Engineering

Infrared Light is Used by Researchers to Transmit Power Wirelessly Across 30 Meters

Infrared Light is Used by Researchers to Transmit Power Wirelessly Across 30 Meters

Infrared light is a type of electromagnetic radiation that has longer wavelengths than visible light, but shorter wavelengths than microwaves. It is sometimes referred to as “heat radiation” because objects that are warm emit it, and it is often used in heat-sensitive imaging applications.

Imagine your smartphone automatically starting to charge as you enter an airport or grocery shop. According to a new wireless laser charging technology that resolves some of the issues that have impeded earlier attempts to create secure and practical on-the-go charging systems, this might become a reality one day.

“The ability to power devices wirelessly could eliminate the need to carry around power cables for our phones or tablets,” said research team leader Jinyong Ha from Sejong University in South Korea. “It could also power various sensors such as those in Internet of Things (IoT) devices and sensors used for monitoring processes in manufacturing plants.”

The researchers explain their innovative method, which employs infrared light to securely transfer huge levels of power, in the Optica Publishing Group journal Optics Express. According to laboratory studies, it was capable of transferring 400 mW of light power up to 30 meters. With future advancement, this power could be boosted to levels required to charge mobile devices. It is adequate for charging sensors.

Several techniques have been studied for long-range wireless power transfer. It has been challenging to reliably transmit enough power across meter-level distances, though. The researchers developed distributed laser charging, which has recently received increasing attention for this application because it offers secure high-power illumination with less light loss, to get around this problem.

“While most other approaches require the receiving device to be in a special charging cradle or to be stationary, distributed laser charging enables self-alignment without tracking processes as long as the transmitter and receiver are in the line of sight of each other,” said Ha. “It also automatically shifts to a safe low power delivery mode if an object or a person blocks the line of sight.”

Going the distance

Distributed laser charge functions similarly to a conventional laser, except the optical parts of the laser cavity are split into a transmitter and a receiver rather than being combined into one unit.

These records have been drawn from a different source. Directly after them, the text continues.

PR #5710, opened 2021-01-01
Make IPASIR configuration build after solver hardness changes

tautschnig:
In #5480 the solver hardness interface was updated, but changes were
only implemented in the Minisat2 interface. Update the IPASIR interface
to match these changes.

To avoid future regressions, make the check-macos-10_15-make-clang
GitHub action use IPASIR with Riss as the back-end solver.

### DIFF
--- a/.github/workflows/pull-request-checks.yaml
+++ b/.github/workflows/pull-request-checks.yaml
@@ -16,8 +16,7 @@ jobs:
           # user input
           DEBIAN_FRONTEND: noninteractive
         run: |
-          sudo apt-get install --no-install-recommends -yq gcc gdb g++ maven jq flex bison libxml2-utils ccache
-          make -C src minisat2-download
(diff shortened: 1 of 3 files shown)


martin-cs (approved):
Again, good to have this in CI.

src/solvers/refinement/bv_refinement_loop.cpp
```diff
@@ -123,6 +123,10 @@ void bv_refinementt::check_SAT()
 
   arrays_overapproximated();
 
+  // get values before modifying the formula
```
peterschrammel: How did you notice this? Is there a test for that or does it fail quite broadly?

peterschrammel (approved):

src/solvers/refinement/bv_refinement_loop.cpp
tautschnig: I actually noticed this while working on #4758, because Cadical complained. For the IPASIR interface this commit was just an attempt to make things work, but we still have failing regression tests, so I need to dig deeper.

Issue #425, opened 2019-07-03
parent_external_id should not be validated by sdk


nodegard:
**Describe the bug**
Cannot create asset hierarchy using parent_external_id when more than 1000 are posted, when the parent asset is not part of the request.

**To Reproduce**
Runnable code reproducing the error.
```
from cognite.client import CogniteClient
from cognite.client.data_classes.assets import Asset

client = CogniteClient()

# Make root
asset = Asset(external_id="root",
               name="name",
               description="description",
               metadata=None,
               source=None)

created = client.assets.create(asset)

# Make lots of children
assets = []
for i in range(1,1005):
  assets.append(Asset(external_id="child_{0}".format(i),
               name="name",
               description="description",
               metadata=None,
               source=None,
               parent_external_id="root"))
try:
  created = client.assets.create(assets)
except Exception as e:
  print(e)
```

The ability to power devices wirelessly could eliminate the need to carry around power cables for our phones or tablets. It could also power various sensors such as those in Internet of Things (IoT) devices and sensors used for monitoring processes in manufacturing plants.

Jinyong Ha

The device may deliver light-based power when the transmitter and receiver are in line of sight because a laser cavity is created between them over the air or other open space. To achieve hazard-free power distribution in the air, the system automatically shifts to a power-safe mode whenever an obstruction blocks the transmitter-receiver line of sight.

Researchers employed an optical power source with an erbium-doped fiber amplifier and a core wavelength of 1550 nm in the novel system. At the power levels utilized, this wavelength range is in the safest part of the spectrum and doesn’t harm skin or eyes in humans. A wavelength division multiplexing filter, another essential component, produced a narrowband beam with optical strength that was safe for free space propagation.

“In the receiver unit, we incorporated a spherical ball lens retroreflector to facilitate 360-degree transmitter-receiver alignment, which maximized the power transfer efficiency,” said Ha. “We experimentally observed that the system’s overall performance depended on the refractive index of the ball lens, with a 2.003 refractive index being the most effective.”

Laboratory testing

The researchers separated a transmitter and a receiver by 30 meters to show how the system worked. The receiver unit featured a retroreflector, a photovoltaic cell that transforms the optical signal into electrical power, and an LED that glows when power is being given. The transmitter was made of the erbium-doped fiber amplifier optical source. It would be simple to include this receiver, which measures roughly 10 by 10, into gadgets and sensors.

The experimental results showed that a single-channel wireless optical power transfer system could provide an optical power of 400 mW with a channel linewidth of 1 nm over a distance of 30 meters. The photovoltaic converted this to an electrical power of 85 mW.

The researchers also demonstrated how, when the line of sight was broken by a human hand, the device switched immediately to a safe power transfer mode. The transmitter generated a very low intensity light in this mode that posed no danger to people.

“Using the laser charging system to replace power cords in factories could save on maintenance and replacement costs,” said Ha. “This could be particularly useful in harsh environments where electrical connections can cause interference or pose a fire hazard.”

The researchers are working to make the system more useful now that they have successfully proved it. For instance, the solar cell’s efficiency could be raised to more effectively convert light into electrical power. Also, they want to figure out how to charge numerous receivers at once using the technology.